• Exercise requirements
If a line in the records below contains the word "modify", return that line.

**** Material for the task

PR #96, opened 2021-02-10
US120090 - Add functional support for inline/inline-limited modes to editor

grant-cleary:
This introduces the functional capacity for inline/inline-limited modes within the editor proper. How the toolbars render currently doesn't match design spec, but that will come in a future PR.


htmleditor.js
```diff
@@ -388,6 +403,11 @@ class HtmlEditor extends SkeletonMixin(ProviderMixin(Localizer(RtlMixin(LitEleme
 								bubbles: true
 							}
 						));
+
+						if (this.type === editorTypes.INLINE || this.type === editorTypes.INLINE_LIMITED) {
+							this._isEditing = false;
```
dbatiste, line 408: What's the gist of these here - won't these already be initialized?

htmleditor.js
```diff
@@ -123,12 +125,14 @@ class HtmlEditor extends SkeletonMixin(ProviderMixin(Localizer(RtlMixin(LitEleme
 			width: { type: String },
 			wordCountInFooter: { type: Boolean, attribute: 'word-count-in-footer' },
 			_editorId: { type: String },
-			_fraContext: { type: Boolean, attribute: 'fra-context', reflect: true }
+			_fraContext: { type: Boolean, attribute: 'fra-context', reflect: true },
+			_isEditing: { type: Boolean, attribute: 'is-editing' },
+			_isHtmlBlockButtonFocusing: { type: Boolean, attribute: 'is-html-block-button-focusing' }
```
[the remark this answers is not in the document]
grant-cleary: Ah of course, I only need this to ensure we re-render on the property change, but it doesn't need to bind the attribute to do that. Good thought on renaming the variable. I'll do that.

htmleditor.js
grant-cleary: `this._isEditing` is flipped to `true` when focus is placed into the editor. Flipping it to false in the blur handler ensures that we re-render and trigger the CSS changes to flip back into read-only mode. `this._html` may not be reflective of what's currently in the editor when we do that focus switch, since it's only initialized when the editor is first loaded. If the user has entered content since the editor was first initialized, that won't be reflected in the property. So in this case, when I switch into readonly mode, I set the `this._html` to reflect the current state of the editor so that consumers that use it (incl. the readonly HTML block) get the most up-to-date content.

dbatiste: I see.  Makes sense.  Thanks.

dbatiste (approved):

PR #97, opened 2021-02-11
Switch TinyMCE to a new custom skin instead of the existing Snow skin

grant-cleary:
As per Design, we're going to drop the Snow skin in favour of a custom skin generated through TinyMCE's skinning tool (to bypass existing a11y issues with the Snow skin).


htmleditor.js
```diff
@@ -142,29 +142,12 @@ class HtmlEditor extends SkeletonMixin(ProviderMixin(Localizer(RtlMixin(LitEleme
...
-			}
-			.tox .tox-pop__dialog .tox-toolbar-nav-js {
-				margin-bottom: 0; /* snow */
-				margin-top: 0; /* snow */
-				min-height: auto; /* snow */
-				padding: 0; /* snow */
-			}
-			.tox .tox-pop__dialog .tox-toolbar {
-				background: none; /* snow */
-			}
```
grant-cleary, line 167: Things seem to look fine without any of these adjustments, but I'm also not 100% sure what they were all implemented for. My thinking is that we can drop them for now and then run this by Noah/Jeff again to see what (if anything) we want to customize with CSS overrides. That said, if I'm missing context on why we need these, then let me know and I'll add them back as appropriate. :)

htmleditor.js
```diff
@@ -142,29 +142,12 @@ class HtmlEditor extends SkeletonMixin(ProviderMixin(Localizer(RtlMixin(LitEleme
 			:host(.tox-shadowhost.tox-fullscreen) {
 				z-index: 1000;
 			}
-			.d2l-htmleditor-container {
-				border: 1px solid var(--d2l-color-mica); /* snow */
-				border-radius: 6px;
-				padding: 4px; /* snow */
-			}
```
grant-cleary, line 149: I imagine we still want the editor border to use the mica colour, but that also might look a bit weird with the overall look of the skin. I'll check it out.

grant-cleary: Oh, maybe not actually. I didn't realize how close mica already is to this colour. Never mind, I think this has already been accounted for in the skin.

d2l-skin-params.json
```diff
@@ -0,0 +1,39 @@
+{
```
grant-cleary, line 1: Not necessarily sure if we want this to live here, but I think we should keep it in source control so that it's easy to modify the skin in the future.

dbatiste: Maybe we should store this in the `tinymce` folder and call tis `skin-params.json`?

grant-cleary: The reason I wasn't sure about that is because right now we include the entire `tinymce` folder in the NPM package. My initial thought is that we don't want/need this to be bundled with everything else, though we could also work around that by just specifying exactly which directories in `tinymce` we want published. I wasn't sure whether we would want to go that route though, since it could mean we would need to change what we publish if TinyMCE changes that folder structure.

d2l-skin-params.json
```diff
@@ -0,0 +1,39 @@
...
+  "backgroundColor": "#ffffff",
+  "skinName": "D2L",
+  "contentCss": "body {\n  font-family: -apple-system, BlinkMacSystemFont, 'Segoe UI', Roboto, Oxygen, Ubuntu, Cantarell, 'Open Sans', 'Helvetica Neue', sans-serif;\n  line-height: 1.4;\n  margin: 1rem;\n}\n\ntable {\n  border-collapse: collapse;\n}\n\ntable th,\ntable td {\n  border: 1px solid #ccc;\n  padding: .4rem;\n}\n\nfigure {\n  display: table;\n  margin: 1rem auto;\n}\n\nfigure figcaption {\n  color: #999;\n  display: block;\n  margin-top: .25rem;\n  text-align: center;\n}\n\nhr {\n  border-color: #ccc;\n  border-style: solid;\n  border-width: 1px 0 0 0;\n}\n\ncode {\n  background-color: #e8e8e8;\n  border-radius: 3px;\n  padding: .1rem .2rem;\n}\n\n.mce-content-body:not([dir=rtl]) {\n  blockquote {\n    border-left: 2px solid #ccc;\n    margin-left: 1.5rem;\n    padding-left: 1rem;\n  }\n}\n\n// RTL\n.mce-content-body[dir=rtl] {\n  blockquote {\n    border-right: 2px solid #ccc;\n    margin-right: 1.5rem;\n    padding-right: 1rem;\n  }\n}\n",
```
dbatiste, line 4: Are these fonts intentional?  I also see a font file being included - is it actually needed?

d2l-skin-params.json
```diff
@@ -0,0 +1,39 @@
...
+    "@color-black": "rgba(0, 0, 0, 1)",
+    "@color-white": "#fff",
+    "@color-tint": "rgba(0, 111, 191, 1)",
+    "@color-error": "rgba(205, 32, 38, 1)",
+    "@color-success": "rgba(70, 166, 97, 1)",
+    "@base-value": "16px",
+    "@control-border-radius": "5px",
+    "@panel-border-radius": "5px",
+    "@tinymce-border-radius": "5px",
+    "@font-stack": "-apple-system,BlinkMacSystemFont,\"Segoe UI\",Roboto,Oxygen-Sans,Ubuntu,Cantarell,\"Helvetica Neue\",sans-serif",
```
dbatiste, line 20: Here too - are we sure about this?

d2l-skin-params.json
grant-cleary: Unknown. This was what Noah sent to me. I assumed it was good, but now I'm less sure because I didn't really notice the font additions. I'll remove them and see if anything horrific breaks.

d2l-skin-params.json
```diff
@@ -0,0 +1,39 @@
...
+    "@toolbar-background-color": "@background-color",
+    "@menubar-background-color": "@background-color",
+    "@border-color": "rgba(227, 233, 241, 1)",
+    "@color-black": "rgba(0, 0, 0, 1)",
+    "@color-white": "#fff",
+    "@color-tint": "rgba(0, 111, 191, 1)",
+    "@color-error": "rgba(205, 32, 38, 1)",
+    "@color-success": "rgba(70, 166, 97, 1)",
+    "@base-value": "16px",
+    "@control-border-radius": "5px",
```
dbatiste, line 17: Is this the border radius that is being used to replace the `6px` that we were using before?

grant-cleary: It's annoyingly hard to tell. Changing these border-radius values in their skinning tool doesn't seem to do much. I dislike this tool.

d2l-skin-params.json
dbatiste: Also, we probably don't want to publish this file to NPM so I think we should to change the `package.json` `files` to...

```json
  "files": [
    "htmleditor.js",
    "/components",
    "/generated",
    "/lang",
    "/tinymce",
    "/wordcount/wordcount.js",
    "!/tinymce/skin-params.json"
  ],
```

d2l-skin-params.json
grant-cleary: Ok, it seems doubtful that this is necessary to put into the skinning tool, but it also produces output that's identical to the other two skins (at least for the fonts). What I'm less keen on is that using their skinning tool produces content that goes into `skins/content/d2l` as well, whereas it looks like for both the oxide and snow cases we were just using TinyMCE's defaults. I'm going to try removing those to see if there's any impact there.

d2l-skin-params.json
grant-cleary: Yes, if we moved this into the `tinymce` folder, we would need to do this. I can do that (move it in and add this exclusion).

d2l-skin-params.json
grant-cleary: I think I see what's happening here. Because we override TinyMCE's content CSS anyways, this ends up being irrelevant. I'm pretty sure this would only apply if we weren't specifying `content_css` in TinyMCE's init. I'll remove this regardless because it's redundant and we can just let TinyMCE fall back to the defaults since we know they won't be used anyways. I'll also update the README to indicate that we can just ignore that file.

grant-cleary: As for what's in the actual skinning tool JSON... The tool doesn't seem to display things properly if the `font-stack` property isn't set. I assume it's mandatory even though we don't use its output. Sigh.

tinymce/skin-params.json
```diff
@@ -0,0 +1,39 @@
+{
+  "backgroundColor": "#ffffff",
+  "skinName": "d2l",
```
grant-cleary, line 3: I lowercase'd this to make it work out with the standard casing of our directories; otherwise the skin tool creates a folder called "D2L" which may or may not overwrite "d2l" depending on OS.

tinymce/skin-params.json
```diff
@@ -0,0 +1,39 @@
...
+    "@color-black": "rgba(0, 0, 0, 1)",
+    "@color-white": "#fff",
+    "@color-tint": "rgba(0, 111, 191, 1)",
+    "@color-error": "rgba(205, 32, 38, 1)",
+    "@color-success": "rgba(70, 166, 97, 1)",
+    "@base-value": "16px",
+    "@control-border-radius": "5px",
+    "@panel-border-radius": "5px",
+    "@tinymce-border-radius": "5px",
+    "@font-stack": "-apple-system,BlinkMacSystemFont,\"Segoe UI\",Roboto,Oxygen-Sans,Ubuntu,Cantarell,\"Helvetica Neue\",sans-serif",
```
grant-cleary, line 20: If this is left empty, their skinning tool breaks. We don't actually implement this now that I've nuked `/tinymce/skins/content/d2l` and specified that we should only include the `ui` folder in the README, so in this case I think it's okay.

d2l-skin-params.json
dbatiste: 👍 Sounds good.

dbatiste (approved):

PR #99, opened 2021-02-12
make sure picker dialog is always on top in Safari

mdulat:
The latest issue in Safari looks like this:

Safari_picker_cutoff

It is when the editor is NOT in fullscreen mode. TinyMCE sets these picker positions as element styles, so the only way to overwrite that is to use `!important` as far as I can tell. Though maybe there is a better way if one digs deeper into how TinyMCE decides what to set it to.


dbatiste (approved):
Thanks Margaret.  Maybe Grant or I can inquire with tinyMCE about this behavior and show them what we sometimes observe we can get an explanation, and perhaps a fix from them.

PR #178, opened 2020-02-28
Suitable residual norm estimate in CR when a preconditioner is supplied

### LINKED ISSUE #120: Preconditioned CR
With #84, preconditioned CR doesn't work anymore even if we are not in a linesearch or trust-region context : `lineseach = false` and `radius = 0`.
#54

amontoison:
fix #120 
The problem came from the initialization of `rNorm`.


dpo:
GReat, thank you!

PR #181, opened 2020-03-11
Wrap automatically preconditioners in a LinearOperator

amontoison:
@abelsiqueira 
- Preconditioners are wrapped automatically in a LinearOperator
- `cgs`, `diom` and `dqgmres` don't allocate anymore a vector for products with transpose(A)

### DIFF
--- a/src/variants.jl
+++ b/src/variants.jl
@@ -1,13 +1,23 @@
 using LinearAlgebra
 
-# Variants where A is a matrix without specific properties
-for fn in (:cgls, :cgne, :craig, :craigmr, :crls, :crmr, :lslq, :lsmr, :lsqr, :dqgmres, :diom, :cgs, :bilq, :qmr)
+# Wrap preconditioners in a linear operator with preallocation
+function wrap_preconditioners(kwargs)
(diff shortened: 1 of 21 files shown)


src/variants.jl
```diff
@@ -1,30 +1,46 @@
 using LinearAlgebra
 
-# Define a generic linear operator with preallocation
-function preallocated_LinearOperator(A :: AbstractMatrix, T)
+# Define a basic linear operator with preallocation for A * p products
+function preallocated_basic_LinearOperator(A :: AbstractMatrix, T)
```
dpo: Can't we deduce T from the matrix A as a parameter?

amontoison: You asked the same question last year ^^
https://github.com/JuliaSmoothOptimizers/Krylov.jl/pull/150

-> Problems arrize when A is an integer matrix.

dpo: There isn't much sense in applying Krylov methods to integer matrices. I wonder if we should restrict T <: AbstractFloat or T <: Complex.

amontoison: Right, but the problem comes from the user after all. Matrice-vector products can be computed in Float64. Methods will be less efficient.

amontoison:
Maybe a could do a minor release `0.4.1` after this pull request?

dpo:
Sure. Thank you.

PR #182, opened 2020-03-13
Drop support for integer matrices

amontoison:
+ Drop support for integer matrices (#181) 
+ I also removed the variant for A and b with different type. If it's the case, we should not always convert `b` to a `Vector`. It could be a `CuVector` for example.
-> The user should give A and b with the same type.


amontoison:
Ready to be merged.

amontoison:
@dpo Can you merge this pull request? I want to rebase #181 and test it with CuArrays.

dpo:
Yes. I was waiting yesterday for the Appveyor builds to finish, which was never happening... Thank you for this.

PR #186, opened 2020-03-23
Fix missing docstring source links

amontoison:
- Private discussion with @abelsiqueira :crossed_fingers: 
-> https://github.com/JuliaDocs/Documenter.jl/issues/834#issuecomment-602854108


abelsiqueira:
Thanks.

PR #187, opened 2020-03-23
Only preallocated one vector for preconditioners

amontoison:


src/variants.jl
```diff
@@ -4,7 +4,7 @@ using LinearAlgebra
 function wrap_preconditioners(kwargs)
   if (haskey(kwargs, :M) && typeof(kwargs[:M]) <: AbstractMatrix) || (haskey(kwargs, :N) && typeof(kwargs[:N]) <: AbstractMatrix)
     k = keys(kwargs)
-    v = Tuple(typeof(arg) <: AbstractMatrix ? PreallocatedLinearOperator(arg) : arg for arg in values(kwargs))
+    v = Tuple(typeof(arg) <: AbstractMatrix ? PreallocatedLinearOperator(arg, symmetric=true) : arg for arg in values(kwargs))
```
dpo: With GMRES & co., preconditioners could be non-symmetric.

amontoison: Yes, but we only need `M⁻¹ * v` products. I did the same thing with `A` for `CGS`, `DIOM` and `DQGMRES` even if `A` is not symmetric.

dpo: I see. It's worth adding a comment around your last change to explain that.

amontoison: With the option `symmetric=true`, we preallocate matrix-vector products with A and A' with the same vector. If we don't use / need products with A' it's the good thing to do even if A is not symmetric.

src/variants.jl
```diff
@@ -4,6 +4,7 @@ using LinearAlgebra
 function wrap_preconditioners(kwargs)
   if (haskey(kwargs, :M) && typeof(kwargs[:M]) <: AbstractMatrix) || (haskey(kwargs, :N) && typeof(kwargs[:N]) <: AbstractMatrix)
     k = keys(kwargs)
+    # Matrix-vector products with Mᵀ and Nᵀ are not required, we can safely use one vector for products with M / Mᵀ and N / Nᵀ
```
dpo: Please explain that that's why you set `symmetric=true` somewhere. Otherwise, I'm sure we'll forget and puzzle over this in 6 months time.

dpo:
Thank you.

PR #190, opened 2020-04-02
Check for inconsistency in CG

### LINKED ISSUE #189: cg returns NaN for singular problem
```julia
Q = [1.0 0.0; 0.0 0.0]
g = -Q * ones(2) + [0.0; 1.0]
x, ks = Krylov.cg(Q, -g)
```
Output:
```
([NaN, NaN], 
Simple stats
  solved: false
  inconsistent: false
  residuals:  [ 1.4e+00  1.4e+00      NaN      NaN      NaN ]
  Aresiduals: []
  status: maximum number of iterations exceeded
)
```

amontoison:
close #189

### DIFF
--- a/src/cg.jl
+++ b/src/cg.jl
@@ -49,7 +49,9 @@ function cg(A, b :: AbstractVector{T};
   iter = 0
   itmax == 0 && (itmax = 2 * n)
 
+  pAp = zero(T)
   rNorm = sqrt(γ)
+  pNorm² = γ
   rNorms = [rNorm;]
   ε = atol + rtol * rNorm
   verbose && @printf("%5d  %8.1e  ", iter, rNorm)
@@ -59,15 +61,14 @@ function cg(A, b :: AbstractVector{T};
   inconsistent = false
   on_boundary = false
   zero_curvature = false
-  pAp = zero(T)
 
   status = "unknown"
 
   while !(solved || tired || zero_curvature)
     Ap = A * p
     pAp = @kdot(n, p, Ap)
-    if (pAp ≤ 0) && (radius == 0)
-      if pAp == 0
+    if (pAp ≤ eps(T) * pNorm²) && (radius == 0)
+      if abs(pAp) ≤ eps(T) * pNorm²
         zero_curvature = true
         inconsistent = !linesearch
       end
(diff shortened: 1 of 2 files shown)


src/cg.jl
```diff
@@ -47,13 +47,17 @@ function cg(A :: AbstractLinearOperator{T}, b :: AbstractVector{T};
...
+  inconsistent = false
   on_boundary = false
   status = "unknown"
 
-  while ! (solved || tired)
+  while ! (solved || tired || inconsistent)
     Ap = A * p
     pAp = @kdot(n, p, Ap)
 
+    inconsistent = (pAp < eps(T)) && (radius == 0)
```
dpo, line 58: I think you can say ≤ 0 here.

dpo:
Thank you!

src/cg.jl
amontoison: `pAp = 1e-32` with the inconsistent sytem used in the tests. So it's not triggered if I use ≤ 0.
pAp values :
```julia
1.385
7013
0.00441
4652784
0.00023
64999719
9.0
1.560003254953661e-32
2.25
4.563542160821626e31
3.7023852539727136e63
3.00373176926378e95
6.092291808370931e126
1.2356635788235097e158
1.0024893935205019e190
2.0332900502699166e221
6.598403462816631e253
NaN
NaN
NaN
NaN
NaN
NaN
NaN
NaN
NaN
```

dpo: I see. The problem is that simply eps(T) doesn't scale. It should be something like eps(T) * norm(p)^2, then. We don't have norm(p) but I think it should be possible to recur it.

amontoison: If `pAp` is near 0, I compute ||p|| and I check that `pAp ≤ eps(T) * norm(p)^2` We avoid the compute of pNorm at each iteration with that.

dpo:
How about the following recurrence?

[Note Apr 1 2020 at 23_46_56.pdf](https://github.com/JuliaSmoothOptimizers/Krylov.jl/files/4418818/Note.Apr.1.2020.at.23_46_56.pdf)

dpo:
One thing we did with Marie-Ange is pass ||p|| to `to_boundary()` to avoid computing it.

amontoison:
Your notes seem right! I just need to check what should I modify if a preconditioner is provided.

amontoison:
The same relation can be used if a preconditioner is provided. We just compute ||p||_M instead of ||p||_2. I just have a problem with `to_boundary` function. If we use a preconditioner, we should compute ||x||_2 with ||p||_2 or ||x||_M with |p||_M ?
Before this pull request, everything was computed with euclidian norm.

dpo:
If there's a preconditioner.. we should use ||p||_M because the preconditioner determines the elliptical norm that defines the trust region. So it seems all good.

dpo:
Thank you!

********

• Your response
grant-cleary, line 1: Not necessarily sure if we want this to live here, but I think we should keep it in source control so that it's easy to modify the skin in the future.
Your notes seem right! I just need to check what should I modify if a preconditioner is provided.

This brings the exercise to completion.